▸ Records supplied:
--------------------

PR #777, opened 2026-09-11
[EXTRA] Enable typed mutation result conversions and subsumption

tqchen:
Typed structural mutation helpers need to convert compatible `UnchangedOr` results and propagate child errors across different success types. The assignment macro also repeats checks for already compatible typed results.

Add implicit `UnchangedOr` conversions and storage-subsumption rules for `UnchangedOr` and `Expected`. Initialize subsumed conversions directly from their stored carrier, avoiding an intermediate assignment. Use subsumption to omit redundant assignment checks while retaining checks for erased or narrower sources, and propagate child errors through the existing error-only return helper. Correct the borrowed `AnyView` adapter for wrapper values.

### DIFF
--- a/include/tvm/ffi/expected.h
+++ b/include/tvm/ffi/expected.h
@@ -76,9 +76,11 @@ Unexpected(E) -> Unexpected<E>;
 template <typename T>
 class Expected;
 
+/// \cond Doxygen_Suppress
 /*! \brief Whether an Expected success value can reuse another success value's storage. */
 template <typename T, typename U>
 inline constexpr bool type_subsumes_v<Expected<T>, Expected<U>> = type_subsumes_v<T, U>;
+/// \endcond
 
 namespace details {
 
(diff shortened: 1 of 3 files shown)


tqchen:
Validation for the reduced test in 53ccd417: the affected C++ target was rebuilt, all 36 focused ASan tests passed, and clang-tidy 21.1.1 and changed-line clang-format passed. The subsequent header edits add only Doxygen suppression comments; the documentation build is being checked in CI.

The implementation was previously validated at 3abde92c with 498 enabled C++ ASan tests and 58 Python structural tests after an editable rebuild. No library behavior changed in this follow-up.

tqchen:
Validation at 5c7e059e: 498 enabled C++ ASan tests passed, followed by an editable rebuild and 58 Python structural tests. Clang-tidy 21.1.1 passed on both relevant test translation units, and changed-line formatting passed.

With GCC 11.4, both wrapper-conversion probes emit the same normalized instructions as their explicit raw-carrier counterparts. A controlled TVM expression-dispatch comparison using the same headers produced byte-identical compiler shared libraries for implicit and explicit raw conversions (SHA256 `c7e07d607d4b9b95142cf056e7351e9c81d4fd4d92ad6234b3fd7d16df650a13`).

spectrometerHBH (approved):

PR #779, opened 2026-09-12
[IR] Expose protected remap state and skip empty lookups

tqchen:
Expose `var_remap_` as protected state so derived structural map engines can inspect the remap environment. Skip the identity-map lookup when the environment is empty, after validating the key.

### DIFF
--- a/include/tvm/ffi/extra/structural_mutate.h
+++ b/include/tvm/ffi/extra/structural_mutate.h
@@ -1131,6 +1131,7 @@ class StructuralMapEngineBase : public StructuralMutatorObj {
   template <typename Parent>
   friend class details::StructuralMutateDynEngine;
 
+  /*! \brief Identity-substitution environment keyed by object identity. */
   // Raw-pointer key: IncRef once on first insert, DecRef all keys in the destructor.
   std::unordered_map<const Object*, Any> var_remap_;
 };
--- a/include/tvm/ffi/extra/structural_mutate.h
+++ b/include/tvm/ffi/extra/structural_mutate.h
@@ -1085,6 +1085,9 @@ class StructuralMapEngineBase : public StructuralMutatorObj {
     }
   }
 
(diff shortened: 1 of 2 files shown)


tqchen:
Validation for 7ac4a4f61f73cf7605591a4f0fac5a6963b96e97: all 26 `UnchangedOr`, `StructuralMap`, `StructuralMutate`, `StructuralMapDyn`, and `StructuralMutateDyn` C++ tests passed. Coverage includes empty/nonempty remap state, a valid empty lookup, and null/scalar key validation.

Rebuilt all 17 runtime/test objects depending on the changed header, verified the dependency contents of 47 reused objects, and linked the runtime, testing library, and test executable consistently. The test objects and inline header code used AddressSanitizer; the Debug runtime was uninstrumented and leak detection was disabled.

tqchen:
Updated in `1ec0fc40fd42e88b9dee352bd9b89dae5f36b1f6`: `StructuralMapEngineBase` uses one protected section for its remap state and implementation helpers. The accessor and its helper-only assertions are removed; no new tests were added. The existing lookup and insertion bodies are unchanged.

--------------------

▸ Task item: Reproduce all the records. Keep them exact, please.

▸ Result of the task:
PR #777, opened 2026-09-11
[EXTRA] Enable typed mutation result conversions and subsumption

tqchen:
Typed structural mutation helpers need to convert compatible `UnchangedOr` results and propagate child errors across different success types. The assignment macro also repeats checks for already compatible typed results.

Add implicit `UnchangedOr` conversions and storage-subsumption rules for `UnchangedOr` and `Expected`. Initialize subsumed conversions directly from their stored carrier, avoiding an intermediate assignment. Use subsumption to omit redundant assignment checks while retaining checks for erased or narrower sources, and propagate child errors through the existing error-only return helper. Correct the borrowed `AnyView` adapter for wrapper values.

### DIFF
--- a/include/tvm/ffi/expected.h
+++ b/include/tvm/ffi/expected.h
@@ -76,9 +76,11 @@ Unexpected(E) -> Unexpected<E>;
 template <typename T>
 class Expected;
 
+/// \cond Doxygen_Suppress
 /*! \brief Whether an Expected success value can reuse another success value's storage. */
 template <typename T, typename U>
 inline constexpr bool type_subsumes_v<Expected<T>, Expected<U>> = type_subsumes_v<T, U>;
+/// \endcond
 
 namespace details {
 
(diff shortened: 1 of 3 files shown)


tqchen:
Validation for the reduced test in 53ccd417: the affected C++ target was rebuilt, all 36 focused ASan tests passed, and clang-tidy 21.1.1 and changed-line clang-format passed. The subsequent header edits add only Doxygen suppression comments; the documentation build is being checked in CI.

The implementation was previously validated at 3abde92c with 498 enabled C++ ASan tests and 58 Python structural tests after an editable rebuild. No library behavior changed in this follow-up.

tqchen:
Validation at 5c7e059e: 498 enabled C++ ASan tests passed, followed by an editable rebuild and 58 Python structural tests. Clang-tidy 21.1.1 passed on both relevant test translation units, and changed-line formatting passed.

With GCC 11.4, both wrapper-conversion probes emit the same normalized instructions as their explicit raw-carrier counterparts. A controlled TVM expression-dispatch comparison using the same headers produced byte-identical compiler shared libraries for implicit and explicit raw conversions (SHA256 `c7e07d607d4b9b95142cf056e7351e9c81d4fd4d92ad6234b3fd7d16df650a13`).

spectrometerHBH (approved):

PR #779, opened 2026-09-12
[IR] Expose protected remap state and skip empty lookups

tqchen:
Expose `var_remap_` as protected state so derived structural map engines can inspect the remap environment. Skip the identity-map lookup when the environment is empty, after validating the key.

### DIFF
--- a/include/tvm/ffi/extra/structural_mutate.h
+++ b/include/tvm/ffi/extra/structural_mutate.h
@@ -1131,6 +1131,7 @@ class StructuralMapEngineBase : public StructuralMutatorObj {
   template <typename Parent>
   friend class details::StructuralMutateDynEngine;
 
+  /*! \brief Identity-substitution environment keyed by object identity. */
   // Raw-pointer key: IncRef once on first insert, DecRef all keys in the destructor.
   std::unordered_map<const Object*, Any> var_remap_;
 };
--- a/include/tvm/ffi/extra/structural_mutate.h
+++ b/include/tvm/ffi/extra/structural_mutate.h
@@ -1085,6 +1085,9 @@ class StructuralMapEngineBase : public StructuralMutatorObj {
     }
   }
 
(diff shortened: 1 of 2 files shown)


tqchen:
Validation for 7ac4a4f61f73cf7605591a4f0fac5a6963b96e97: all 26 `UnchangedOr`, `StructuralMap`, `StructuralMutate`, `StructuralMapDyn`, and `StructuralMutateDyn` C++ tests passed. Coverage includes empty/nonempty remap state, a valid empty lookup, and null/scalar key validation.

Rebuilt all 17 runtime/test objects depending on the changed header, verified the dependency contents of 47 reused objects, and linked the runtime, testing library, and test executable consistently. The test objects and inline header code used AddressSanitizer; the Debug runtime was uninstrumented and leak detection was disabled.

tqchen:
Updated in `1ec0fc40fd42e88b9dee352bd9b89dae5f36b1f6`: `StructuralMapEngineBase` uses one protected section for its remap state and implementation helpers. The accessor and its helper-only assertions are removed; no new tests were added. The existing lookup and insertion bodies are unchanged.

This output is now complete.